For the linear part, you can also capture images of multiple planar rigs at a known relative pose, either moving one planar target with a repeatable/accurate rig (e.g. a turntable), or mounting multiple planar targets at known angles from each other (e.g. three planes at 90 deg from each other).
As always, a compromise is in order between accuracy requirements and budget. With enough money and a friendly machine shop nearby you can let your fantasy run wild with rig geometry. I had once a dodecahedron about the size of a grapefruit, machined out of white plastic to 1/20 mm spec. Used it to calibrate the pose of a camera on the end effector of a robotic arm, moving it on a sphere around a fixed point. The dodecahedron has really nice properties in regard to occlusion angles. Needless to say, it's all patented.
The images used in generating the intrinsic calibration can also be used to verify it. A good example of this is the camera-calib tool from the Mobile Robot Programming Toolkit (MRPT).
Per Zhang's method, the MRPT calibration proceeds as follows:
Process the input images:
1a. Locate the calibration target (extract the chessboard corners)
1b. Estimate the camera's pose relative to the target, assuming that the target is a planar chessboard with a known number of intersections.
1c. Assign points on the image to a model of the calibration target in relative 3D coordinates.
Find an intrinsic calibration that best explains all of the models generated in 1b/c.
Once the intrinsic calibration is generated, we can go back to the source images.
For each image, multiply the estimated camera pose with the intrinsic calibration, then apply that to each of the points derived in 1c.
This will map the relative 3D points from the target model back to the 2D calibration source image. The difference between the original image feature (chessboard corner) and the reprojected point is the calibration error.
MRPT performs this test on all input images and will give you an aggregate reprojection error.
If you want to verify a full system, including both the camera intrinsics and the camera-to-world transform, you will probably need to build a jig that places the camera and target in a known configuration, then test calculated 3D points against real-world measurements.
On Engine's question: the pose matrix is a [R|t] matrix where R is a pure 3D rotation and t a translation vector. If you have computed a homography from the image, section 3.1 of Zhang's Microsoft Technical Report (http://research.microsoft.com/en-us/um/people/zhang/Papers/TR98-71.pdf) gives a closed form method to obtain both R and t using the known homography and the intrinsic camera matrix K. ( I can't comment, so I added as a new answer)

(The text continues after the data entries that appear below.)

PR #344, opened 2022-11-14
Reset TTL Upon Duplicate Query Submission

sampocs:
Closes: #XXX

* Psuedo code of current setup with description below...
```
def makeQueryRequest():
    queryId = hashOf(chainId, queryType) // this ID will always be the same across each epoch 
    callbackData = {ConnectionId, chainId, queryType, address, ..., ttl} // TTL is the only thing different across epochs

    if queryId not already in state:                   // we go down this branch during the first epoch
        k.SetValue(key=queryID, value=callbackData)   
    else:                                              // we'll go down this branch every epoch after that until we handle a response
        do nothing

def handleQueryResponse():
    callbackData = k.GetValue(key=queryId)
    if currentTime > callbackData.ttl:
        query has expired!
    else:
        handle response

    k.DeleteValue(key=queryId)
```
For a given host zone, each query type will share the same queryID (e.g. all delegation account balance queries for cosmoshub have the same query Id - regardless of the epoch that they're submitted from). However, the ttl field which is stored in the query object, is different across epochs. This introduces an edge case where if the same query is re-requested multiple times before any of them are handled, the query object is never updated. Which means that once one of the queries is finally handled, it will use the old TTL field and be marked as expired.
In other words, if a query wasn't handled after a given epoch, we'd have to wait an extra epoch before it was handled properly...
* Epoch 1) query (1) is requested but response is never relayed. Query TTL is defined in the store as roughly 2 hours before epoch 2.
* Epoch 2) - query (2) requested and response is relayed, but it has the same ID as query (1). This means it grabs the old query object from the store and marks this query as expired since it’s using the old TTL. The query is then deleted from the store
* Epoch 3) - query (3) is requested and response is relayed successfully

## Brief Changelog
* Added check to reset the TTL when a duplicate request is submitted
* Returned errors for a few edge cases where only errors were logged but the function continued
* Cleaned up the MakeRequest function in general

## Author's Checklist

I have...

## Reviewers Checklist

I have...

      - [ ] not applicable
      - [ ] jira ticket `XXX` 
      - [ ] README.md 
      - [ ] not documented

### DIFF
--- a/x/interchainquery/keeper/keeper.go
+++ b/x/interchainquery/keeper/keeper.go
@@ -105,8 +105,8 @@ func (k *Keeper) MakeRequest(ctx sdk.Context, connection_id string, chain_id str
 		k.SetQuery(ctx, *newQuery)
 
 	} else {
-		// a re-request of an existing query triggers resetting of height to trigger immediately.
-		existingQuery.LastHeight = sdk.ZeroInt()
+		// a re-request of an existing query should reset the TTL
+		existingQuery.Ttl = ttl
 		k.SetQuery(ctx, existingQuery)
 	}
 	return nil
--- a/x/interchainquery/keeper/keeper.go
+++ b/x/interchainquery/keeper/keeper.go
@@ -108,6 +108,7 @@ func (k *Keeper) MakeRequest(ctx sdk.Context, connectionId string, chainId strin
 		// Otherwise, if the same query is re-requested - reset the TTL
 		k.Logger(ctx).Info("Query already exists - resetting TTL")
 		query.Ttl = ttl
+		query.LastHeight = sdk.ZeroInt() // allows query to be emitted again
 	}
 
 	// Save the query to the store
--- a/x/interchainquery/keeper/keeper.go
+++ b/x/interchainquery/keeper/keeper.go
@@ -45,69 +45,62 @@ func (k Keeper) Logger(ctx sdk.Context) log.Logger {
 	return ctx.Logger().With("module", fmt.Sprintf("x/%s", types.ModuleName))
 }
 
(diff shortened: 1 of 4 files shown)


x/interchainquery/keeper/keeper.go
```diff
@@ -45,69 +45,72 @@ func (k Keeper) Logger(ctx sdk.Context) log.Logger {
...
+			return sdkerrors.Wrap(sdkerrors.ErrInvalidRequest, "no callback handler registered for module")
+		}
+	}
+
+	// Check to see if the query already exists
+	key := GenerateQueryHash(connectionId, chainId, queryType, request, module, height)
+	query, found := k.GetQuery(ctx, key)
 
+	// If this is a new query, build the query object
+	if !found {
```
asalzmann, line 105: Could we remove this block entirely?

asalzmann (approved):
lgtm!

x/interchainquery/keeper/keeper.go
sampocs: Can you add a GH suggestion for what you're envisioning?

asalzmann: Ah nevermind - the thought was to remove the if-else block of code but I realized the height is also different (not just the TTL)

asalzmann (approved):

x/interchainquery/keeper/keeper.go
sampocs: The height is actually the same each time (it's 0).

The idea here is we check if we already have a query in the store - and if we do, we just update the TTL. But if we don't, then we make a new query object and store that one.

If there's a way to format the code that would make that a little more obvious, please lmk!

asalzmann (approved):

PR #351, opened 2022-11-17
revert DELEGATION_IN_PROGRESS records to DELEGATION_QUEUE

asalzmann:
Closes: #XXX

`OnTimeoutPacket` reverts a single record in a pending state; we need to revert multiple pending records in some cases. This PR adds the ability to reset batches of records from pending -> queue state.

Note: the controller module in ibcv3 does not call `OnChanCloseConfirm`, so while this would be the most natural place to put this logic, it is not an option unless we fork or upgrade ibc (to a different version). For now, I put this logic in `RestoreInterchainAccount` (which should also simplify remedying future issues), although we could also put this logic in `OnTimeoutPacket`.

## Brief Changelog

- revert records to queue state when restoring an ICA

## Testing

Configure the go relayer to only relay transfer packets like so
```
paths:
  stride-gaia:
    src:
      chain-id: STRIDE
    dst:
      chain-id: GAIA
    src-channel-filter:
      rule: "allowlist"
      channel-list: [channel-0]
```

Once the chains are up and running, pause hermes, then liquid stake a few times. This will cause records to build up in the DELEGATION_PENDING state.

Then, unpause hermes. This will cause a timeout and channel closure.

Finally, restore the ICA like so
```
$STRIDE_MAIN_CMD tx stakeibc restore-interchain-account GAIA DELEGATION --keyring-backend test --from val1 -y --chain-id $STRIDE_CHAIN_ID
```
This reverts the pending records to the queue state.

## Author's Checklist

I have...

## Reviewers Checklist

I have...

      - [ ] not applicable
      - [ ] jira ticket `XXX` 
      - [ ] README.md 
      - [ ] not documented


x/stakeibc/module_ibc.go
```diff
@@ -184,6 +186,41 @@ func (im IBCModule) OnChanCloseConfirm(
...
+	im.keeper.Logger(ctx).Info(fmt.Sprintf("OnChanCloseConfirm: portID %s, channelID %s", portID, channelID))
+	controllerConnectionId, err := im.keeper.GetConnectionId(ctx, portID)
+	if err != nil {
+		ctx.Logger().Error(fmt.Sprintf("Unable to get connection for port: %s", portID))
+	}
+	// get host chain id from connection
+	hostChainId, err := im.keeper.GetChainID(ctx, controllerConnectionId)
+	if err != nil {
+		ctx.Logger().Error(fmt.Sprintf("Unable to obtain counterparty chain for connection: %s, port: %s, err: %s", controllerConnectionId, portID, err.Error()))
+		return nil
```
sampocs, line 198: return error here?

x/stakeibc/module_ibc.go
```diff
@@ -184,6 +186,41 @@ func (im IBCModule) OnChanCloseConfirm(
...
+	}
+	if portID != delegationAddress {
+		ctx.Logger().Info(fmt.Sprintf("Port %s is not a delegation port, skipping", portID))
+		return nil
+	}
+	//  get zone info
+	hostZone, found := im.keeper.GetHostZone(ctx, hostChainId)
+	if !found {
+		ctx.Logger().Error(fmt.Sprintf("Expected to find zone info for %v", hostChainId))
+		return nil
```
sampocs, line 212: return error here?

x/stakeibc/module_ibc.go
```diff
@@ -184,6 +186,41 @@ func (im IBCModule) OnChanCloseConfirm(
...
+	hostChainId, err := im.keeper.GetChainID(ctx, controllerConnectionId)
+	if err != nil {
+		ctx.Logger().Error(fmt.Sprintf("Unable to obtain counterparty chain for connection: %s, port: %s, err: %s", controllerConnectionId, portID, err.Error()))
+		return nil
+	}
+	delegationAddress, err := icatypes.NewControllerPortID(types.FormatICAAccountOwner(hostChainId, types.ICAAccountType_DELEGATION))
+	if err != nil {
+		return err
+	}
+	if portID != delegationAddress {
```
sampocs, line 204: superrr nit, but might be a tad clearer if you changed this to an equality and nested everything else below - considering this is still supposed to be a generic OnChanClose function, and the delegation account closing is just one possible branch

```go
if portID == delegationAddress {
    ...
}
```

sampocs (commented):
Looks great, thanks for taking care of this!

scripts/scratch.sh
```diff
@@ -0,0 +1,7 @@
+#!/bin/bash
```
sampocs, line 1: can we keep scratch files out of the repo? There's also `scripts/test-util/1.sh` that does this exact liquid stake

sampocs (commented):
I like this approach soooo much better! Can you add unit tests to `msg_server_restore_interchain_account.test`? I'm thinking something like:
* `TestRestoreInterchainAccount_RevertDepositRecords_Success`
  * Follow a similar setup as `TestRestoreInterchainAccount_Success` but with PENDING deposit records present in the store and check that they were reverted
* `TestRestoreInterchainAccount_RevertDepositRecords_Failure`
  * Try the same thing as the above test, except *do not* close the delegation channel, and confirm that it fails when trying to register and the deposit records never get reverted

sampocs:
maybe one more test case where there are PENDING records present, but the restore function was called with a different channel - and then confirming that the deposit records are untouched

x/stakeibc/keeper/icacallbacks_delegate.go
```diff
@@ -56,8 +56,6 @@ func DelegateCallback(k Keeper, ctx sdk.Context, packet channeltypes.Packet, ack
 
 	if ack == nil {
 		// timeout
-		depositRecord.Status = recordstypes.DepositRecord_DELEGATION_QUEUE
```
vish-stride, line 59: Do we not need to handle this logic here, because a timeout will always close the channel, which would trigger `restore_interchain_account`?

x/stakeibc/module_ibc.go
```diff
@@ -184,6 +184,12 @@ func (im IBCModule) OnChanCloseConfirm(
 	portID,
 	channelID string,
 ) error {
+
+	// WARNING: For some reason, in IBCv3 the ICA controller module does not call the underlying OnChanCloseConfirm (this function)
```
vish-stride, line 188: So strange!

vish-stride (approved):
Looks great! Left one small question, but this will be very nice to have in

scripts/scratch.sh
asalzmann: Meant to add this to .gitignore, thx for pointing this out

x/stakeibc/keeper/icacallbacks_delegate.go
asalzmann: Yep!

asalzmann:
@sampocs added unittests, thanks for the suggestions!

x/stakeibc/keeper/msg_server_restore_interchain_account_test.go
```diff
@@ -105,3 +124,66 @@ func (s *KeeperTestSuite) TestRestoreInterchainAccount_FailsIfAccountExists() {
...
+	newChannelActive := false
+	for _, channel := range channels {
+		// The new channel should have the same port, a new channel ID and be in state INIT
+		if channel.PortId == portID && channel.ChannelId != channelID && channel.State == channeltypes.INIT {
+			newChannelActive = true
+		}
+	}
+	s.Require().True(newChannelActive, "a new channel should have been created")
+
+	// Verify the deposit record state was reverted
```
sampocs, line 183: *Verify the deposit record state was NOT reverted, because a non-delegation channel was restored

x/stakeibc/keeper/msg_server_restore_interchain_account_test.go
```diff
@@ -105,3 +124,66 @@ func (s *KeeperTestSuite) TestRestoreInterchainAccount_FailsIfAccountExists() {
...
+
+func (s *KeeperTestSuite) TestRestoreInterchainAccount_NoRecordChange_Success() {
+	tc := s.SetupRestoreInterchainAccount()
+	owner := "GAIA.WITHDRAWAL"
+	channelID := s.CreateICAChannel(owner)
+	portID := icatypes.PortPrefix + owner
+
+	// Confirm there are two channels originally
+	channels := s.App.IBCKeeper.ChannelKeeper.GetAllChannels(s.Ctx())
+	s.Require().Len(channels, 2, "there should be 2 channels initially (transfer + delegate)")
```
sampocs, line 155: *transfer + **withdrawal**

x/stakeibc/keeper/msg_server_restore_interchain_account_test.go
```diff
@@ -105,3 +124,66 @@ func (s *KeeperTestSuite) TestRestoreInterchainAccount_FailsIfAccountExists() {
...
+
+	// Close the delegation channel
```
sampocs, line 157: Close the **withdrawal** channel

x/stakeibc/keeper/msg_server_restore_interchain_account_test.go
```diff
@@ -105,3 +124,66 @@ func (s *KeeperTestSuite) TestRestoreInterchainAccount_FailsIfAccountExists() {
...
+	// Verify the deposit record state was reverted
+	for i := 0; i < 2; i++ {
+		depositRecord, found := s.App.RecordsKeeper.GetDepositRecord(s.Ctx(), uint64(i))
+		s.Require().True(found, "deposit record found")
+		s.Require().Equal(recordtypes.DepositRecord_DELEGATION_IN_PROGRESS, depositRecord.Status, "deposit record status should NOT nsg be reverted")
+	}
+}
+
+func (s *KeeperTestSuite) TestRestoreInterchainAccount_NoRecordChange_Success() {
+	tc := s.SetupRestoreInterchainAccount()
```
sampocs, line 148: i'd add a comment at the top of this test that says we're closing and restoring the withdrawal channel and checking that the deposit records do not get reverted

sampocs (approved):
Thanks for adding these tests! Couple nit guys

Should be just variance and bias in calibration (pixel re-projection) errors given enough variability in calibration rig poses. It is better to visualize these errors rather than to look at the values. For example, error vectors pointing to the center would be indicative of wrong focal length. Observing curved lines can give intuition about distortion coefficients.
To calibrate the camera one has to jointly solve for extrinsic and intrinsic. The latter can be known from manufacturer, the solving for extrinsic (rotation and translation) involves decomposition of calculated homography: Decompose Homography matrix in opencv python
Calculate a Homography with only Translation, Rotation and Scale in Opencv
The homography is used here since most calibration targets are flat.